Nevertheless, the application of ammonia refrigeration technology beyond the food and beverage industry provides the most telling evidence of how completely the technology has evolved. In recent years, ammonia technology was on display when images of NASA astronauts were televised attaching a 1700 lb, double-chamber tank which contained a 600 lb ammonia charge to the International Space Station.
The International Space Station could not exist without its cooling system. Cooling is not just for keeping the astronauts comfortable, but also insures that computers and other delicate electronic systems are protected from being alternately frozen and overheated.

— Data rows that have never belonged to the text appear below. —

PR #7171, opened 2018-04-30
[1LP][RFR] Host Utilization for recent hr

digitronik:
Purpose or Intent
=================
- Added test for recent hour host graph
- Supported Providers
  * Vsphere
  * RHV
- Added Views for support
- Added Navigation and wait for Utilization enable with reference to host object.

{{pytest: cfme/tests/candu/test_host_graph.py -v --use-provider complete}}

### DIFF
--- a/cfme/tests/candu/test_host_graph.py
+++ b/cfme/tests/candu/test_host_graph.py
@@ -1,0 +1,84 @@
+import pytest
+
+from cfme import test_requirements
+from cfme.infrastructure.provider.rhevm import RHEVMProvider
+from cfme.infrastructure.provider.virtualcenter import VMwareProvider
+from cfme.utils.appliance.implementations.ui import navigate_to
+from cfme.utils.wait import wait_for
+
+
+pytestmark = [
+    pytest.mark.tier(3),
+    test_requirements.c_and_u,
+    pytest.mark.usefixtures('setup_provider'),
+    pytest.mark.provider([VMwareProvider, RHEVMProvider],
+                         required_fields=[(['cap_and_util', 'capandu_vm'], 'cu-24x7')])
+]
+
+
+HOST_RECENT_HR_GRAPHS = ['host_cpu',
+                         'host_memory',
+                         'host_disk',
+                         'host_network']
+
+
+@pytest.fixture(scope='function')
+def host(appliance, provider):
+    collection = appliance.collections.hosts
+    for test_host in provider.data['hosts']:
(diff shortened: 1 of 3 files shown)


cfme/tests/candu/test_host_graph.py
```diff
@@ -0,0 +1,84 @@
...
+             delay=5, timeout=600, fail_func=refresh)
+
+    graph_data = 0
+    for leg in graph.all_legends:
+        graph.hide_legends(leg)
+        assert not graph.legend_is_displayed(leg)
+        graph.display_legends(leg)
+        assert graph.legend_is_displayed(leg)
+
+        for data in graph.data_for_legends(leg).values():
```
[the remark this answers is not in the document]
digitronik: @jamesooden: I added the last step with the short description in [doc steps]( https://github.com/ManageIQ/integration_tests/pull/7171/files#diff-db180b74ac3901aac7ad21913712960eR48). I think it will be sufficient.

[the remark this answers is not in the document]
jamesooden: I personally am not understanding exactly what the summing is about, even, with the description in the doc steps.

cfme/tests/candu/test_host_graph.py
```diff
@@ -0,0 +1,90 @@
...
+    view = navigate_to(host, 'candu')
+    view.options.interval.fill('Most Recent Hour')
+
+    if graph_type == 'host_cpu':
+        graph = view.interval_type.host_cpu
+    elif graph_type == 'host_memory':
+        graph = view.interval_type.host_memory
+    elif graph_type == 'host_disk':
+        graph = view.interval_type.host_disk
+    else:
```
psav: **OPTIONAL**: Personally, I'd like to see either a ```host_network``` inside an ```elif``` and an ```else``` declaring that it's not a valid type, just in case. In all honesty, I'd love to see this being a dictionary. I know it's difficult because we need to have the ```view``` before we can get them. We could use a chain of ```getattr``` with the dict value. However I am happy to merge this without. Please let me know.

digitronik: I like to try suggestions. Please wait.

digitronik: @psav: I removed total conditions. just used 
` graph = getattr(view.interval_type, graph_type)`

I found no need of passing `dict`. As we are passing same `str` which are attributes of `view.interval`. Let me know, your comment on it.

PR #7174, opened 2018-04-30
[1LP][RFR] Fixed a bug with some network provider collections

psav:


mshriver:
I think this may be missing one use of instantiate: 
https://github.com/ManageIQ/integration_tests/blob/master/cfme/tests/networks/test_tag_tagvis.py#L50

izapolsk:
my bad, thanks for fixing this.

PR #7179, opened 2018-05-01
[1LP][RFR] Move FQDN setting into Appliance.set_resolvable_hostname

mshriver:
Allows for calling in custom_configure as-is currently done, and for calling separately during deployment of a snapshotted configured image in sprout

### DIFF
--- a/cfme/utils/appliance/__init__.py
+++ b/cfme/utils/appliance/__init__.py
@@ -5,7 +5,6 @@ import traceback
 from copy import copy
 from datetime import datetime
 from tempfile import NamedTemporaryFile
-from textwrap import dedent
 from time import sleep, time
 
 import attr
@@ -140,7 +139,7 @@ class ApplianceConsoleCli(object):
             "appliance_console_cli {}".format(appliance_console_cli_command))
 
     def set_hostname(self, hostname):
-        self._run("--host {host}".format(host=hostname))
+        return self._run("--host {host}".format(host=hostname))
 
     def configure_appliance_external_join(self, dbhostname,
             username, password, dbname, fetch_key, sshlogin, sshpass):
@@ -507,6 +506,8 @@ class IPAppliance(object):
             # 'self.unpartitioned_disks' should exist and therefore this won't run.
             if self.is_downstream and not self.unpartitioned_disks:
                 self.db.create_db_lvm()
+            if on_openstack:
+                self.set_resolvable_hostname(log_callback=log_callback)
 
             self.db.setup(region=region, key_address=key_address,
                           db_address=db_address, is_pod=self.is_pod)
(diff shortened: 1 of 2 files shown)


cfme/utils/appliance/__init__.py
```diff
@@ -2480,6 +2480,42 @@ def is_ip_available():
         appliance.name = name or cls._default_name
         return appliance
 
+    def set_resolvable_hostname(self):
+        """Try to lookup the hostname based on self.hostname, which is generally an IP
+
+        If a hostname is resolved for the IP, its used to set the hostname via appliance_cli
+        If an IP is resolved for self.hostname, no action is taken
```
izapolsk: please add a note that it is relevant to appliances hosted on openstack.

mshriver: done

sprout/appliances/tasks.py
```diff
@@ -1627,6 +1628,12 @@ def appliance_yum_update(self, appliance_id):
     appliance.ipapp.update_rhel(reboot=False)
 
 
+@singleton_task()
+def appliance_set_hostname(appliance_id):
+    appliance = Appliance.objects.get(id=appliance_id)
+    appliance.ipapp.set_resolvable_hostname(reboot=False)
```
izapolsk: REQUIRED: reboot=False ?

sprout/appliances/tasks.py
```diff
@@ -1627,6 +1628,12 @@ def appliance_yum_update(self, appliance_id):
     appliance.ipapp.update_rhel(reboot=False)
 
 
+@singleton_task()
+def appliance_set_hostname(appliance_id):
+    appliance = Appliance.objects.get(id=appliance_id)
```
izapolsk: REQUIRED: I believe you need to to check whether this appliance is hosted on openstack before doing changes.

sprout/appliances/tasks.py
mshriver: copypasta, can't believe I missed that.

sprout/appliances/tasks.py
mshriver: done.

sprout/appliances/tasks.py
```diff
@@ -1627,6 +1628,13 @@ def appliance_yum_update(self, appliance_id):
...
+    if appliance.provider.provider_data.get('type', None) == 'openstack':
+        appliance.ipapp.set_resolvable_hostname()
```
izapolsk: REQUIRED: are you sure it will work well w/o callback ?

mshriver: it will now that I wrapped `set_resolvable_hostname` with `logger_wrap` decorator. :)

dajoRH:
*CFME QE Bot*

mshriver:
@izapolsk after testing this locally (thanks for your help in setup!!!) I think this is a working solution to setting hostnames.

I found that appliance_console_cli isn't cleaning up hostnames, so there is either a BZ to be fixed or workaround to be implemented in seal_for_templatizing. I don't think that's a blocker to merging this as-is and updating production sprout so that openstack instances will have resolvable hostnames.

PR #7181, opened 2018-05-01
[1LP][RFR] preconfigured openshift sprout providers

izapolsk:
This PR contains a bunch of sprout changes which are necessary for turning on preconfigured openshift appliances.
In addition, it restores mfalesni's sprout.sh script which is convenient to kick off sprout locally for testing/development purpose.
Besides that, there is .gitignore file for sprout which is convenient for development.

### DIFF
--- a/cfme/utils/appliance/__init__.py
+++ b/cfme/utils/appliance/__init__.py
@@ -2445,10 +2445,7 @@ class Appliance(IPAppliance):
             def is_ip_available():
                 try:
                     ip = provider.mgmt.get_ip_address(vm_name)
-                    if ip is None:
-                        return False
-                    else:
-                        return ip
+                    return ip or False  # get_ip_address might return None
                 except AttributeError:
                     return False
             ec, tc = wait_for(is_ip_available,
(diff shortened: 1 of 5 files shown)


izapolsk:
it isn't big. Major part of this PR is mfalesni's script which don't need to be reviewed.

cfme/utils/appliance/__init__.py
```diff
@@ -2434,30 +2434,48 @@ def from_provider(cls, provider_key, vm_name, name=None, **kwargs):
...
+        app_kwargs = kwargs.copy()
 
-        if 'hostname' in kwargs:
-            hostname = kwargs.pop('hostname')
-        else:
+        if 'hostname' not in app_kwargs:
+            def is_ip_available():
+                try:
+                    ip = provider.mgmt.get_ip_address(vm_name)
+                    if ip is None:
```
mshriver: **Optional**

```python
return ip or False
```

cfme/utils/appliance/__init__.py
```diff
@@ -2434,30 +2434,48 @@ def from_provider(cls, provider_key, vm_name, name=None, **kwargs):
...
+                        return False
+                    else:
+                        return ip
+                except AttributeError:
```
mshriver: **Optional**

Consider using `wait_for(handle_exception=True)`, though it isn't limited to only AttributeError exception skipping and may be too broad.

cfme/utils/appliance/__init__.py
mshriver: Went ahead and added a commit for this.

“Without thermal controls,” a NASA publication says, “the temperature of the orbiting Space Station’s sun-facing side would soar to 250°F (121°C), while thermometers on the dark side would plunge to -250°F (-157°C).” Given this volatile environment, it is no wonder that ammonia, with its high thermal capacity and wide range of operating temperatures, was selected as the refrigerant for key components of the Space Station’s thermal control system.
But ammonia’s advantages don’t stop there. Ammonia is also readily available and inexpensive. Even in outer space where ammonia’s environmentally friendly characteristics do not matter; its advantages still exceed those of synthetic refrigerants. Because ammonia refrigeration is a relatively mature industry, there is a knowledge base on how to handle it safely—even in deep space.
Ammonia was selected as the refrigerant for the Space Station’s external cooling system because, in the words of Boeing Active Thermal Control System Analysis and Integration engineer, Thang Mai, it is simply “the best…it’s more efficient and has great viscosity which means liquid ammonia can travel through piping with minimum pumping power. This translates into lower energy use.”
Mr. Mai continued that ammonia also has enormous thermal capacity. It can collect, store and transport heat without using high pumping power. It also has a low freezing point of -108°F at standard atmospheric pressure. “No other fluid can go that low and still be pumpable.” Ammonia, moreover, is lighter than water by 30% which means that an ammonia system has less launch weight — another huge plus in an application where every bit of weight in the payload has to be justified.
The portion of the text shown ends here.